* [About this exercise]:
Go to the line holding "LGTM! (Waiting for API fix)" in the entries below and write out exactly every line down to and including the line holding "- New function".

(Items from a data source)
PR #128, opened 2021-05-20
Feature/publish gh actions

meganrm:
Problem
=======
Move deployment from Jenkins to github actions 
[Link to story or ticket](https://aicsjira.corp.alleninstitute.org/browse/AGENTVIZ-1404)

Solution
========
I copied over jobs from CFE, with one change: CFE just copies the staging build into the production bucket, but since we want a different backend for staging and production, the production script does a fresh build

## Type of change

- [x] This change requires a documentation update

Thanks for contributing!


.github/workflows/auto-deploy-staging.yml
```diff
@@ -0,0 +1,68 @@
+name: Auto deploy staging AWS
+env: 
+  NODE_VERSION: '12.x'
```
toloudis, line 3: I keep forgetting, why are we stuck on node 12?  gh-actions workers have node 14 something auto installed

schoinh:
Probably unrelated, but what's daily-new-viewer.yml in the github workflows folder? Is that in use? If not should it go away?

schoinh (approved):
Looks good to me... This is gonna be great! Thanks!

.github/workflows/auto-deploy-staging.yml
meganrm: It's the version we were using when we started the cfe repo I think, we can update it. For a while we had both 12 and 14. I think it's pretty standard to include 2 so you can feel comfortable going up to the next version.

EricJIsaac (approved):

PR #8, opened 2017-01-11
change URLs in README to use https

hex2a:


snaow:
Hi @hex2a,

Thanks so much for your contribution.
You are right is way better to display all the links using HTTPS.

Let me take this opportunity to announce that Wazuh App will be hosted at Amazon S3 + CloudFront.
Using the URL https://packages.wazuh.com.

In the meantime, thanks again for your feedback. We will be here in case you need anything.

PR #50, opened 2017-11-06
Fix call when filename is ar.conf

jesusgn90:


havidarou:
LGTM! (Waiting for API fix)

PR #54, opened 2017-11-07
Agents and files sortable in groups tab

jesusgn90:
• Also now we can click in any field of the agent to go to the main agent view.
• Fix sorting by column in agents tab


jesusgn90:
Conflict is now resolved :smile:

havidarou:
LGTM!

PR #60, opened 2017-11-10
3.0-dev-ruleset-filters

jesusgn90:
Summary:
- Common menu items are now a directive
- Removed some console.log for better performance
- New function in DataHandler to get a filter value from a filter name
  - Ruleset template - rules uses getFilter function from DataHandler
- Fixed last agent in agents tab
- Fixed when-scroll directive in multiple tabs
- Fixed "Last registered agent" in Agents tab


havidarou:
LGTM!

PR #61, opened 2017-11-13
Removed unused appState $cookies

jesusgn90:
Summary:
- Removed unused methods from appState
- Fix the last agent information on manager - status tab
- In manager - status, don't show keep alive date in last registered agent if it is the manager


havidarou:
LGTM!

PR #79, opened 2017-11-23
First approach for CSS reordering

JuanjiJG:
This PR reorders all the CSS from the app, removing the hard-coded one from the templates, and making a first approach of reordering in the `less` folder.

The next step is to start removing and clearing the existing CSS in order to reduce the amount of repeated and unused rules.


havidarou:
LGTM!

* [Task result]:
LGTM! (Waiting for API fix)

PR #54, opened 2017-11-07
Agents and files sortable in groups tab

jesusgn90:
• Also now we can click in any field of the agent to go to the main agent view.
• Fix sorting by column in agents tab


jesusgn90:
Conflict is now resolved :smile:

havidarou:
LGTM!

PR #60, opened 2017-11-10
3.0-dev-ruleset-filters

jesusgn90:
Summary:
- Common menu items are now a directive
- Removed some console.log for better performance
- New function in DataHandler to get a filter value from a filter name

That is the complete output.